Disrupting government as usual: 'datapaloozas,' policy gaming

'The only way you will achieve systemic change is if you are prepared to 'challenge the givens.'
Written by Joe McKendrick, Contributing Writer

There is plenty of disruptive innovation taking place among businesses, and now, government organizations are opening up to the same new thinking as well. McKinsey and Company recently put together a collection of new ideas from leading thinkers for running government organizations smarter and in a more technology savvy way.

Todd Park, US chief technology officer: Unleash the power of data. "There’s a lot of data in the vaults of Health & Human Services and its sister agencies. The approach we took at HHS was to convene a group of 40 leading minds in the technology and health care arenas, and we put a pile of data in the room and said, 'If you had this data, what would you do with it?' Over the course of about eight hours, they brainstormed different applications and services. At the end of the meeting, we challenged them to come to the first Health Datapalooza—90 days later—and see if they could actually build what they had just brainstormed. These innovators showed up 90 days later with more than 20 brand-new or upgraded products and services. The Datapalooza had two important effects. One, it inspired entrepreneurs and innovators to get involved. Two, it gave us ammunition to liberate more data."
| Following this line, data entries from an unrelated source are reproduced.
PR #4016, opened 2019-02-14
feat(executioncontext): support bigints transferring

vsemozhetbyt:
Refs: https://chromedevtools.github.io/devtools-protocol/tot/Runtime#type-UnserializableValue

### DIFF
--- a/lib/helper.js
+++ b/lib/helper.js
@@ -66,6 +66,8 @@ class Helper {
   static valueFromRemoteObject(remoteObject) {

Tony Blair, former prime minister of the United Kingdom: Challenge the 'givens.' "The pace of change in the modern world is incredible, with the emergence of new powers, such as China, India, and Brazil; new technologies in communications, energy, and medicine; and new global challenges like climate change and the financial crisis. Only systemic change, as opposed to incremental or piecemeal reform, will allow government to keep pace in a rapidly changing world. And the only way you will achieve systemic change is if you are prepared to 'challenge the givens.' It’s very easy when you come into government to take the system as a given and then ask, 'How can we make it work more effectively?' Actually, what you very often have to do is to say, 'Let’s challenge that assumption; maybe the system doesn’t have to be like that.'

Diana Farrell, director in McKinsey's Washington DC, office: Get eeveryone's ideas. "In this effort, governments can draw heavily on the mission-driven mind-set of employees—a real comparative advantage for the public sector over the private sector. Too often leaders insufficiently tap into this valuable asset. And leaders can do far more to mine information on what is working elsewhere. International peers, often trying to solve exactly the same problems, provide invaluable road maps and lessons. Unlike the private sector, where companies spend millions of dollars trying to understand secret competitor strategies and replicate them, the public sector is an open environment, and thereby easier to mine for successful practices and lessons learned."

Peter Ho, senior adviser for the Centre for Strategic Futures in Singapore: Embrace resiliency in the face of complex problems. "Governments, like all large, hierarchical organizations, tend to optimize at the departmental level rather than at the organization level. In a complex operating environment, governments should be adaptive, emergent, and able to navigate situations characterized by multi-causality and ambiguity. It is not possible to prepare exhaustively for every contingency. Instead, a 'search and discover' approach should be adopted. In this regard, nonlinear methods like scenario planning, policy gaming (the civilian analogue of war-gaming), and horizon scanning (the process of detecting emerging trends, threats, and opportunities) should be part of the government toolbox."

Salman Kahn, founder, Kahn Academy: Embrace open, technology-delivered education. "The old model is based on pushing students together in age-group batches with one-pace-fits-all curricula and hoping they pick up something along the way. It isn’t clear that this was the best model 100 years ago; it certainly isn’t anymore. Technology has the power to free us from those limitations, to make education far more portable, flexible, and personal; to foster initiative and individual responsibility; to restore the treasure-hunt excitement to the process of learning. Technology offers another potential benefit as well: the Internet can make education far, far more accessible, so knowledge and opportunity can be more broadly and equitably shared."